La voie royale pour une vie sociale et professionnelle réussie? C’est aussi bien la maturité gymnasiale que l’apprentissage. Les écoles secondaires supérieures tout comme la formation professionnelle sont capitales pour donner aux jeunes le bagage nécessaire sur le marché du travail de demain et couvrent des aspects importants de la formation de base. Cependant, les offres de formation et de formation continue qui s’ensuivent – surtout du degré tertiaire – sont tout aussi centrales pour une adaptation continue aux changements sociaux et technologiques. Cela concerne les universités et hautes écoles spécialisées, mais aussi et surtout la formation professionnelle supérieure:

  • Améliorer le prestige de la formation professionnelle supérieure: La formation professionnelle supérieure est une particularité suisse – et un modèle auquel la Suisse doit grandement son succès. La qualité des diplômés en apporte une preuve éclatante. Aujourd’hui, le gros des coûts est supporté par les employeurs et les diplômés. Des partenaires issus du monde du travail sont en outre coresponsables des contenus, ce qui assure une meilleure orientation selon les besoins économiques. Il est important de renforcer le prestige de la formation professionnelle supérieure, surtout pour qu’elle ne soit pas supplantée par la formation du niveau des hautes écoles.
  • Maintenir la différenciation des profils universitaires: Un premier diplôme académique doit être une assise solide et relativement large, avec un faible degré de spécialisation. Il garantit la perméabilité du système et l’accès à d’autres formations. La spécialisation n’intervient qu’une fois la formation de base accomplie, avec un bachelor dans une université suisse par exemple. Les différentes caractéristiques des universités et hautes écoles spécialisées doivent alors être prises en compte. À l’instar des universités très bien classées en comparaison internationale, les hautes écoles spécialisées qui misent davantage sur la pratique professionnelle ont elles aussi un gros avantage sur la concurrence. Aujourd’hui, ces deux types de hautes écoles se distinguent avant tout par le certificat d’admission (maturité gymnasiale ou professionnelle). Leur profil devrait donc être renforcé surtout à cet égard.

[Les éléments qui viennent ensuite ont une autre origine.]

PR #2538, opened 2026-05-22
Add template filter for the Renesas video codec test to prevent it from being run by other projects (Bugfix)

rickwu666666:
## Description
Add template filter for the Renesas video codec test to prevent it from being run by other projects.


stanley31huang (approved):
LGTM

  • Promouvoir l’apprentissage tout au long de la vie: Les exigences changeantes posées aux travailleurs – tous niveaux de qualification confondus – appellent des efforts accrus de formation continue tout au long du parcours professionnel. En réaction à l’évolution démographique et à la pénurie de travailleurs qualifiés, le potentiel de main-d’œuvre des employés plus âgés doit être mieux exploité. En conséquence, les offres de formation et de formation continue doivent mieux adresser les étapes de carrière ultérieures. À l’avenir, la frontière entre la formation «classique» et la formation continue s’estompera. Seule une approche modulaire et flexible permet de véritablement vivre le concept de l’apprentissage tout au long de la vie. Il s’agit de créer une boîte à outils dont les éléments de formation et de formation continue puissent être utilisés selon les besoins, le tout dans un cadre aménagé de façon que les différents secteurs puissent développer des solutions sur mesure convenant à leur situation spécifique.